TASK PROMPT | In the records below, find the lines that include "github" and copy each.

DATASET RECORDS |
= = =
PR #424, opened 2024-04-04
Fix PiP inconsistencies on Android

zigavehovec:
## Description

The PiP implementation on Android was very complex and made some wrong assumptions, which caused a few bugs. Most notably: 
- Auto PiP mode entering was always enabled, which caused the app to go into PiP mode on every screen when navigating the app to the background.
Note that we do have `PictureInPictureConfig.shouldEnterOnBackground`, but it works on iOS only and implementing it carries some lifecycle handling complexity (this bug), so implementing this should be considered as a feature request. 
Reference: https://github.com/bitmovin/bitmovin-player-react-native/pull/424/files#diff-884e35b040de326e767bfbc98ce73c052358fe2319d57d4716e044dbe68b6aa1L176
- `RNPictureInPictureHandler` did toolbar hiding from the native side which is a wrong layer to do that. This caused the app to be without a toolbar after: Going into PiP mode -> Dismissing PiP window (stopping the app) -> Opening the app again. 
Reference: https://github.com/bitmovin/bitmovin-player-react-native/pull/424/files#diff-884e35b040de326e767bfbc98ce73c052358fe2319d57d4716e044dbe68b6aa1L115

## Changes

- Greatly simplify `RNPictureInPictureHandler`, aligning it with the Flutter implementation: https://github.com/bitmovin/bitmovin-player-flutter/pull/87
  - Fix unwanted auto entering into PiP mode
  - Fix toolbar gone after PiP mode has been dismissed and app opened again

## Checklist
- [x] 🗒 `CHANGELOG` entry

### DIFF
--- a/CHANGELOG.md
+++ b/CHANGELOG.md
@@ -1,6 +1,6 @@
 # Changelog
 
-## [unreleased]
+## [Unreleased]
 
 ### Fixed
 
--- a/CHANGELOG.md
+++ b/CHANGELOG.md
@@ -4,7 +4,7 @@
 
 ### Fixed
 
-- Android: Entering Picture-in-Picture automatically from all screens when navigating the app to the background (after navigating to Basic Picture-in-Picture screen once)
+- Android: Entering Picture-in-Picture automatically when navigating the app to the background after activating Picture-in-Picture mode once
 - Android: Example app Toolbar not visible after going into PiP mode -> Dismissing PiP window (stopping the app) -> Opening the app again
 
 ### Changed
--- a/CHANGELOG.md
+++ b/CHANGELOG.md
@@ -4,8 +4,8 @@
 
 ### Fixed
 
-- Android: Entering Picture-in-Picture automatically from all screens when navigating the app to the background (after navigating to Picture-in-Picture sample once)
-- Android: Example app Toolbar not visible after going into PiP mode -> Dismissing PiP window (stopping the app) -> Opening the app again+
+- Android: Entering Picture-in-Picture automatically from all screens when navigating the app to the background (after navigating to Basic Picture-in-Picture screen once)
+- Android: Example app Toolbar not visible after going into PiP mode -> Dismissing PiP window (stopping the app) -> Opening the app again
 
 ### Changed
 
--- a/CHANGELOG.md
+++ b/CHANGELOG.md
@@ -1,5 +1,16 @@
 # Changelog
 
+## [unreleased]
+
+### Fixed
+
+- Android: Entering Picture-in-Picture automatically from all screens when navigating the app to the background (after navigating to Picture-in-Picture sample once)
+- Android: Example app Toolbar not visible after going into PiP mode -> Dismissing PiP window (stopping the app) -> Opening the app again+
+
+### Changed
+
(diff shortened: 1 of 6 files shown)


CHANGELOG.md
```diff
@@ -1,5 +1,16 @@
 # Changelog
 
+## [unreleased]
```
strangesource, line 3:
```suggestion
## [Unreleased]
```
NIT

CHANGELOG.md
```diff
@@ -1,5 +1,16 @@
...
+
+### Fixed
+
+- Android: Entering Picture-in-Picture automatically from all screens when navigating the app to the background (after navigating to Basic Picture-in-Picture screen once)
```
strangesource, line 7: This entry is very specific for our samples, is this something that only happens in our samples? If so we should make this clear. Otherwise, can we make it a bit more generic?

android/src/main/java/com/bitmovin/player/reactnative/RNPlayerView.kt
```diff
@@ -232,61 +218,38 @@ class RNPlayerView(
...
-    }
-
-    /**
-     * Called when the player has just exited PiP mode.
-     */
-    override fun onExitPictureInPicture() {
-        // Explicitly call `exitPictureInPicture()` on PlayerView when exiting PiP state, otherwise
-        // the `PictureInPictureExit` event won't get dispatched.
-        playerView?.exitPictureInPicture()
+    private fun isInPictureInPictureMode(): Boolean {
```
strangesource, line 221: This function has a very similar name to the property `isPictureInPictureMode` which makes it quite confusing. Should we rename to e.g. `isCurrentActivityInPictureInPictureMode ` or convert it to an extension function on the `activity`?

strangesource (approved):
Very nice simplifications/improvements! Just some NIT from my side.

CHANGELOG.md
zigavehovec: It's kind of both, I would suppose that it should happen to other single activity apps. I'll write it in a more generic way.

zigavehovec: https://github.com/bitmovin/bitmovin-player-react-native/pull/424/commits/132dbd68bb0f1cb2e3b5105ecdf45e5362088f59

android/src/main/java/com/bitmovin/player/reactnative/RNPlayerView.kt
= = =
TASK ANSWER |
Reference: https://github.com/bitmovin/bitmovin-player-react-native/pull/424/files#diff-884e35b040de326e767bfbc98ce73c052358fe2319d57d4716e044dbe68b6aa1L176
Reference: https://github.com/bitmovin/bitmovin-player-react-native/pull/424/files#diff-884e35b040de326e767bfbc98ce73c052358fe2319d57d4716e044dbe68b6aa1L115
- Greatly simplify `RNPictureInPictureHandler`, aligning it with the Flutter implementation: https://github.com/bitmovin/bitmovin-player-flutter/pull/87
zigavehovec: https://github.com/bitmovin/bitmovin-player-react-native/pull/424/commits/132dbd68bb0f1cb2e3b5105ecdf45e5362088f59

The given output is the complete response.